PROMPT ->
The lines needed are those below that contain the word "Yoga"; copy each one.

[Stored items from a collection]
PR #925, opened 2019-04-29
feat: pretty cli listpairs

ImmanuelSegol:
#558 
Formates `listpairs` cli response.


lib/utils/utils.ts
```diff
@@ -115,6 +115,18 @@ export const derivePairId = (pair: Pair) => {
   return `${pair.baseCurrency}/${pair.quoteCurrency}`;
 };
 
+/**
+ * Convert ticker symbole into pair.
+ * @param { string } pair - example: btc/ltc
+ */
+export const getPairId = (pair: string): Pair => {
```
sangaman: This functionality is used a couple other places in the code base, and I think it's most concisely expressed simply with:

```javascript
const [baseCurrency, quoteCurrency] = pairId.split('/');
```

So I'd prefer to use that line instead of this function for consistency and conciseness.

lib/cli/commands/listpairs.ts
```diff
@@ -1,11 +1,38 @@
...
+const HEADERS = [
+  colors.red('PairId'),
+  colors.green('Base'),
+  colors.red('Quote'),
+];
+
+const formatPairs = (pairs: ListPairsResponse.AsObject): string[][] => {
+  const formatted: string[][] = [];
+  pairs.pairsList.forEach((pair) => {
+    const pairString = getPairId(pair);
```
sangaman: This variable isn't actually a string, it's an array, so the naming is misleading here. But again I think you can just use `const [baseCurrency, quoteCurrency] = pairId.split('/');` here and then use those two variables in the line below.

lib/cli/commands/listpairs.ts
```diff
@@ -1,11 +1,38 @@
...
-import { ListPairsRequest } from '../../proto/xudrpc_pb';
+import { ListPairsRequest, ListPairsResponse } from '../../proto/xudrpc_pb';
+import Table, { HorizontalTable } from 'cli-table3';
+import colors from 'colors/safe';
+import { getPairId } from '../../utils/utils';
+
+const HEADERS = [
+  colors.red('PairId'),
+  colors.green('Base'),
+  colors.red('Quote'),
```
sangaman: These colors in a pattern feels a little too "christmasy" to me. I know we're using red/green on the orders table but it makes more sense there where red is "sell" and green is "buy." Personally I'd stick to a single color for all the headers here, not sure which would look nicest, maybe blue which is also sort of the exchange union color.

erkarl:
Looks good. 

@sangaman @ImmanuelSegol
Minor nit. I'm wondering if it makes sense to display the `Base` and `Quote` in a separate column? We're also displaying the same information in the `PairId` column. What do you think about renaming it to `Pair Base/Quote` and losing the `Base` and `Quote` columns?

kilrau:
> What do you think about renaming it to Pair Base/Quote and losing the Base and Quote columns?

`Pair (Base/Quote)` 👍 @ImmanuelSegol @erkarl

lib/cli/commands/listpairs.ts
```diff
@@ -1,11 +1,34 @@
 import { callback, loadXudClient } from '../command';
 import { Arguments } from 'yargs';
-import { ListPairsRequest } from '../../proto/xudrpc_pb';
+import { ListPairsRequest, ListPairsResponse } from '../../proto/xudrpc_pb';
+import Table, { HorizontalTable } from 'cli-table3';
+import colors from 'colors/safe';
+import { getPairId } from '../../utils/utils';
+
+const HEADERS = [colors.red('PairId')];
```
sangaman: This is subjective and minor, but I would propose a different color for our standard header rather than the red that we use for the "sell" columns elsewhere. Again I'd suggest blue or dark blue, but I'm not too picky.

lib/cli/commands/listpairs.ts
```diff
@@ -1,11 +1,34 @@
...
+
+const formatPairs = (pairs: ListPairsResponse.AsObject): string[][] => {
+  const formatted: string[][] = [];
+  pairs.pairsList.forEach((pair) => {
+    const { baseCurrency, quoteCurrency } = getPairId(pair);
+    formatted.push([`${baseCurrency} / ${quoteCurrency}`]);
```
sangaman: It looks like all we are doing here after collapsing this into one column is putting a space before and after the `/` in the pair id, which seems unnecessary. I think we can just put the `pairId` in the output unformatted and keep it simple.

lib/utils/utils.ts
sangaman: The name of this function is confusing, because it accepts what we refer to everywhere else as `pairId` but the name suggests that it returns `pairId`. I'm still of the opinion that we don't need this function since it's basically just an alias for the `split` function, but if we do want it in the future it should be called something like `getPairCurrencies`.

lib/utils/utils.ts
```diff
@@ -115,6 +115,18 @@ export const derivePairId = (pair: Pair) => {
   return `${pair.baseCurrency}/${pair.quoteCurrency}`;
 };
 
+/**
+ * Convert ticker symbole into pair.
+ * @param { string } pair - example: btc/ltc
+ */
+export const getPairCurrencies = (pair: string): Pair => {
```
sangaman: As I've said in previous comments I don't think we need this function. @erkarl what are your thoughts?

If we do keep it I think it can be more concise to match how it's currently being done:

```javascript
const [baseCurrency, quoteCurrency] = pairId.split('/');
return { baseCurrency, quoteCurrency };
```

lib/utils/utils.ts
```diff
@@ -115,6 +115,18 @@ export const derivePairId = (pair: Pair) => {
   return `${pair.baseCurrency}/${pair.quoteCurrency}`;
 };
 
+/**
+ * Convert ticker symbole into pair.
```
sangaman: If we keep this function, this comment has a typo and should say something like "Derives the base and quote currencies from a trading pair ticker."

lib/cli/commands/listpairs.ts
sangaman: You marked this resolved but I don't think anything changed and you didn't leave a comment. What are your thoughts? I still don't see the point of this and in looking around it seems most currency trading pair symbols are expressed without these spaces, eg `EUR/USD`.

In the future please don't mark as resolved making a change or leaving a comment for why you've resolved, it makes it harder to re-review a PR.

lib/cli/commands/listpairs.ts
```diff
@@ -1,11 +1,34 @@
 import { callback, loadXudClient } from '../command';
 import { Arguments } from 'yargs';
-import { ListPairsRequest } from '../../proto/xudrpc_pb';
+import { ListPairsRequest, ListPairsResponse } from '../../proto/xudrpc_pb';
+import Table, { HorizontalTable } from 'cli-table3';
+import colors from 'colors/safe';
+import { getPairCurrencies } from '../../utils/utils';
+
+const HEADERS = [colors.blue('PairId')];
```
sangaman: One more thing, `PairId` is something of an internal term. For end-user purposes I think we can call this `Trading Pair` or something more descriptive like that.

lib/utils/utils.ts
erkarl: I think the code would read better without this function.

ImmanuelSegol: @sangaman I removed it.
 I just don't agree tho we use this same function multiple times throughout the code base. and `getPairCurrencies` is clear to me at least

lib/utils/utils.ts
ImmanuelSegol: We will remove it.

lib/cli/commands/listpairs.ts
ImmanuelSegol: Agree! thanks for the tip.

kilrau:
LGTM

```
kilrau@K-Yoga:~/xud/bin$ ./xucli addpair btc ltc
success
kilrau@K-Yoga:~/xud/bin$ ./xucli listpairs
Trading Pairs:
┌──────────────┐
│ Trading pair │
├──────────────┤
│ LTC / BTC    │
├──────────────┤
│ BTC / LTC    │
```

RESPONSE TO THIS TASK ->
kilrau@K-Yoga:~/xud/bin$ ./xucli addpair btc ltc
kilrau@K-Yoga:~/xud/bin$ ./xucli listpairs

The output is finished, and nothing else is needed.